I morti sulle strade sono sempre più numerosi, ma se ci si potrebbe aspettare che il Governo spinga per abbassare i limiti di velocità, in realtà in questi giorni si sta assistendo a una specie di asta al rialzo per definire i n uovi limiti. Se già aveva suscitato un vespaio di polemiche la proposta della Lega di portare a 150 Kilometri orari il tetto della velocità sulle autostrade italiane, il Partito della Libertà, per tramite del senatore Cosimo Izzo, ha proposto un emendamento che porta il limite a 160 kilometri pur lasciando all’ente gestore (Società Autostrade, ad esempio) l’ autorità di innalzare il limite e non l’obbligo a farlo.
Se i limiti proposti nell’emendamento diventassero legge si arriverebbe al paradosso per cui anche chi viaggia a quasi 180 chilometri all’ora (178 per essere precisi) in realtà correrebbe solo il rischio di vedersi comminata una sanzione di 155 euro e sottratti 5 punti alla patente.

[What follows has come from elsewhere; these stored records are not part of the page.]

PR #10417, opened 2026-07-16
Improvements to Record Quarto System

### LINKED ISSUE #10403: Improvements to Record Quarto System
1. When we press OK, it should essentially run a "To Script and OK" on Quarto Mode
2. When we are in "Quarto Mode" we need to work out which buttons should change here and how. And any other features we should disallow. (E.g., check how the GetPass stuff works with it!)

Image

3. An error occurs with PDF if `tinytex` is not installed. Quarto fails to set up its PDF template because LaTeX isn't available. The user needs to install TinyTeX to fix PDF rendering, or switch to html format to avoid the dependency entirely.

The code that will fix this is:

```r
install.packages("tinytex")
tinytex::install_tinytex(force = TRUE)
```

a) Is `tinytex` already installed into R-Instat?
b) We need to investigate a way to do this in R-Instat.

Options: 
* Default to HTML output while this is being resolved, since HTML works without any additional dependencies
* If PDF is selected and LaTeX is not detected, surface a clear message explaining the issue and the fix
* Add a tooltip in R-Instat near the PDF option explaining that TinyTeX must be installed for PDF to work
* Add a check when the user selects "PDF" on the "Record Quarto" dialog that detects whether TinyTeX is installed, and warns the user proactively if it is not
* Add a note to the docs that the above R code must be run before PDF output will work

Vitalis95:
Fixes #10403 
@lilyclements @AmsaleEjigu , I have added the Knitr options

- [x] Runs without errors  


AmsaleEjigu:
@Vitalis95, it seems something is disabling the selection of columns. Once I start Quarto Record, I cannot select a column into the receivers (no column is shown). I restarted the session and checked dialogs before Record Quarto, and they are fine, but not when Record Quarto is started. Note that Stop Quarto did not restore the functionality.

image


Screenshot 2026-07-17 180849

AmsaleEjigu:
@Vitalis95, almost there. Now I can select columns, and the OK button is active - great! However, the OK button produces the quarto report as opposed to producing a graph for a dialog and the To Script button is inactive.

image

lilyclements:
@Vitalis95 great! So, pressing "OK" on a dialog currently

1. Adds the R code to the qmd script
2. Renders the qmd script

But, we want pressing "OK" on a dialog to:

1. Add the R code to the qmd script
2. Run the R code in the output window

Essentially, for it to work just like if we pressed "To Script + OK" on the "Non-quarto" mode

Vitalis95:
@lilyclements , please check it again

lilyclements (commented):
@Vitalis95 nice! Works well and looks good! Good job!

@rdstern over to you to review.

We just need to think of where to run the line:

```
tinytex::install_tinytex(force = TRUE)
```

jkmusyoka (approved):
This is good, ready to be merged

lilyclements (approved):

Ben poca cosa rispetto al rischio che farebbe correre a se stesso e agli altri automobilisti.
Asaps.it, il portale della sicurezza stradale, ha sollevato a gran voce la questione e ha dichiarato ufficialmente che se la proposta dovesse diventare legge pubblicherà sul suo sito le statistiche dei morti sulle strade aggiornata settimana per settimana. Vogliamo veramente assistere all’implementazione di quello che l’associazione ha chiamato il “pallottoliere dei morti”? Forse non ce n’è affatto bisogno. Basterebbe porre più giudizio. Al volante e nelle aule in cui si fanno le leggi.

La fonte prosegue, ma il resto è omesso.